I'm trying to understand a part of logarithmic series expansion proof below:
The logarithmic function is the inverse of the exponential function, so that
$y=ln(1+x)$ implies $1+x=e^y = \lim_{n\to\infty}(1+\frac{y}{n})^n$
Unscrambling the limit to solve for $y$ gives
$y = \lim_{n\to\infty}n((1+x)^\frac{1}{n} - 1)$
... I can't understand the "unscrambling the limit to solve for y" part, i.e.
$1+x = \lim_{n\to\infty}(1+\frac{y}{n})^n => y = \lim_{n\to\infty}n((1+x)^\frac{1}{n} - 1)$
I'd be happy to see an explanation of the solution.

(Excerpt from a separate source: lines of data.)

Issue #2135, opened 2022-04-10
Not returning to suborchestrator after calling activity


kirk-marple:
### Description
> A clear and concise description of what the bug is. Please make an effort to fill in all the sections below; the information will help us investigate your issue.

We've successfully used Durable Functions for a year or more, and just recently getting an issue where the suborchestrator isn't returning from the activity.

This was working fine when we just had one set of Durable Functions, and we recently added two more, and I believe this is when the problem started.  

(UPDATE: just re-ran our original Durable Function, and realized it was seeing same behavior, but there's no functional code that's run after the suborchestrator's activity, so we never noticed it.  I'm not seeing our log messages that say the activity was successful, and the orchestration is left in Running state.)

I tried separating them out into separate function apps, and separate storage, thinking there was a problem using same storage account and task hub.

I'm totally stumped and blocked at this point.

I've trimmed my code down to the simple 'ping' case below.

### Expected behavior
> A clear and concise description of what you expected to happen.

Orchestration, suborchestration and activity to complete as expected.

### Actual behavior
> A clear and concise description of what actually happened.

I'm seeing these log messages in App Insights:
Attempting to create job [{job.Id}] entity workflow.
Sending ping [{ping}].
Received ping [{ping}].

But that's all I get; I never see:

Sent ping [{ping}].
Created job [{job.Id}] processing workflow.

It appears that the Ping method completes properly, and I can see it marked TaskCompleted.

After that, I see the events:
ExecutionStarted
OrchestrationStarted
OrchestrationCompleted

This reproduces exactly the same every time.  The serialized 'Job' is only about 5KB, so I don't think it's a memory issue.

Here's the key part I see in the logs (attached below).

Ping activity finishes, and after processing TaskCompleted, it executes CreatePingWorkflow but leaves itself in running state.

Thank you
Your brackets (or the source's, I have no way to know) are wrong. The expression should be $$ \log(1+x)=\lim_{n\to\infty}\,n\big[(1+x)^{1/n}-1\big]. $$ And this is simply, with $z=1+x$ $$ n\big[z^{1/n}-1\big]=n\big[e^{\frac1n\log z}-1\big] =n\,\big[\frac1n\log z+o\big(\frac1{n^2}\big)\big] =\log z+o\big(\frac1n). $$ So in the limit you get $\log z=\log(1+x)$.